In San Diego, a reader rebellion(Read article summary)
San Diego's book lovers are up in arms about the disappearance of the San Diego Union-Tribune's book editor – but will it make a difference?
Newspaper book sections have been shrinking and disappearing for years, but rarely has the reaction been as vociferous as in the town that likes to call itself America's Finest City.
When the San Diego Union-Tribune – San Diego's daily newspaper – sacked Bob Pincus, a longtime journalist who served as arts critic and book editor, locals geared up a campaign to save his job and restore arts and book coverage. Protesters harangued the newspaper's editor, attracted hundreds of supporters on the Internet and organized a well-attended forum where they confronted the paper's editor.
The San Diego Union-Tribune has largely been unmoved by the protests from book readers. The paper's weekly book section occupies just a page (along with ads) in the Sunday edition; it used to be a stand-alone section.
The single page is still a victory of sorts, says local literary agent Sandra Dijkstra, who feared the book section would vanish entirely.
"The cultural level of the town keeps on diminishing as these kinds of cuts go forward," says Dijkstra. She believes local reviewers – and a local book section editor – contribute to a conversation about books.
Members of the local arts and book communities may feel especially stung by the newspaper cutbacks because of San Diego's reputation, or lack of one. While it's the nation's eighth largest city, San Diego has long toiled in the shadow of Los Angeles and San Francisco. It's much better known for its beaches and zoo than its authors and artists.
From the newspaper's perspective, the challenge is figuring out how to make a book section profitable. Book publishers and chainstores generally prefer to advertise in national publications, if they advertise at all. Independent bookshops might buy ads, but they're struggling to survive.
At the same time, the Union-Tribune is embracing ever more local coverage, figuring it makes more sense to devote its resources to stories that readers can't find elsewhere. Extensive book reviews don't fit into its vision.
Dijkstra is unswayed. Earlier this month, she helped organize the forum, which drew 150 to 200 people.
One forum panelist, a blogger with the local public radio station, told the audience that the Internet is picking up some of the slack left by newspapers when it comes to arts coverage. But book blogs aren't a replacement for high-quality local newspaper book sections, says Lizzie Skurnick, who runs a book blog called The Old Hag from Jersey City, N.J.
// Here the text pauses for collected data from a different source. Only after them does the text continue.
PR #4482, opened 2023-08-14
feat: introduce integration context [MONET-1338]

marcolink:
## Purpose
Prepare `ecommerce-app-base` for future changes

## Approach

Introduce an Integration (React) context to avoid excessive prop drilling through the code in the future.  
Allow react hooks usage by migrating the Field component to a functional component.  

This is exclusively a cleanup up task for future work on the codebase. No changes to the public interface have been intorduced.

## Testing steps
For now this is only tested with realtive-deps on the shopify app

### DIFF
--- a/.gitignore
+++ b/.gitignore
@@ -9,3 +9,4 @@ tags
 **/.coverage/**
 lerna-debug.log
 .eslintcache
+.tool-versions
--- a/packages/ecommerce-app-base/package-lock.json
+++ b/packages/ecommerce-app-base/package-lock.json
@@ -13,6 +13,7 @@
         "@contentful/f36-components": "^4.0.42",
         "@contentful/f36-icons": "^4.25.0",
         "@contentful/f36-tokens": "^4.0.0",
+        "@contentful/react-apps-toolkit": "^1.2.16",
         "array-move": "^3.0.0",
         "contentful-management": "^10.0.0",
         "emotion": "^10.0.0",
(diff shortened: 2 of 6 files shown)


lilbitner (commented):
The code looks great. Based on the code changes here, it seems like there would be little disruption to the output of the `ecommerce-app-base` package, but am wondering if moving forward the intention is to change the resulting package extensively for the current apps that utilize that package (I believe `Saleor`, and `commerce-tools`, `commercetools-without-search`), and if so, how might that be tested and managed?

marcolink:
> The code looks great. Just curious around a few testing details. Based on the code changes here, it seems like there would be little disruption to the output of the `ecommerce-app-base` package, but am wondering if moving forward the intention is to change the resulting package extensively for the current apps that utilize that package (I believe `Saleor`, and `commerce-tools`, `commercetools-without-search`), and if so, how might that be tested and managed?

@lilbitner valid point 🙏  - what I think we should do:
- Add more tests (ins a separate PR) to ensure everything works as expected BEFORE we start ~changing~/adding functionality
- Add more functionality (the plan is to NOT introduce a breaking change at this point, to avoid any manual migration on the downstream consumers). Said that, the new features should be (where possible) opt-in and configurable through the integration props. 

Do you have anything else in mind?

lilbitner:
> > The code looks great. Just curious around a few testing details. Based on the code changes here, it seems like there would be little disruption to the output of the `ecommerce-app-base` package, but am wondering if moving forward the intention is to change the resulting package extensively for the current apps that utilize that package (I believe `Saleor`, and `commerce-tools`, `commercetools-without-search`), and if so, how might that be tested and managed?
> 
> @lilbitner valid point 🙏 - what I think we should do:
> 
> * Add more tests (ins a separate PR) to ensure everything works as expected BEFORE we start ~changing~/adding functionality
> * Add more functionality (the plan is to NOT introduce a breaking change at this point, to avoid any manual migration on the downstream consumers). Said that, the new features should be (where possible) opt-in and configurable through the integration props.
> 
> Do you have anything else in mind?

I think that is a great approach for future changes here @marcolink. Thank you for clarifying!

lilbitner (approved):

It's true, she says, that some book sections deserved to collapse because they failed to engage readers. But at their best, she says, the sections create a community around books, a place for people to gather.
When such a community vanishes, she says, "that's a loss whether it's on web or in print."
So what should you do if you mourn your own local book section? Head to your computer.
Literary agent Dijkstra says the Internet has been crucial to her fledgling movement. Years ago, she says, she fended off a threat to the Union-Tribune's book section by distributing letters to bookstores and asking patrons to send them to five people they knew and, for good measure, to the newspaper's publisher.
Now, thanks to the Internet, "it's easier than ever to round up a posse of people to stand up and be counted."
Randy Dotinga is a freelance writer and book critic in San Diego.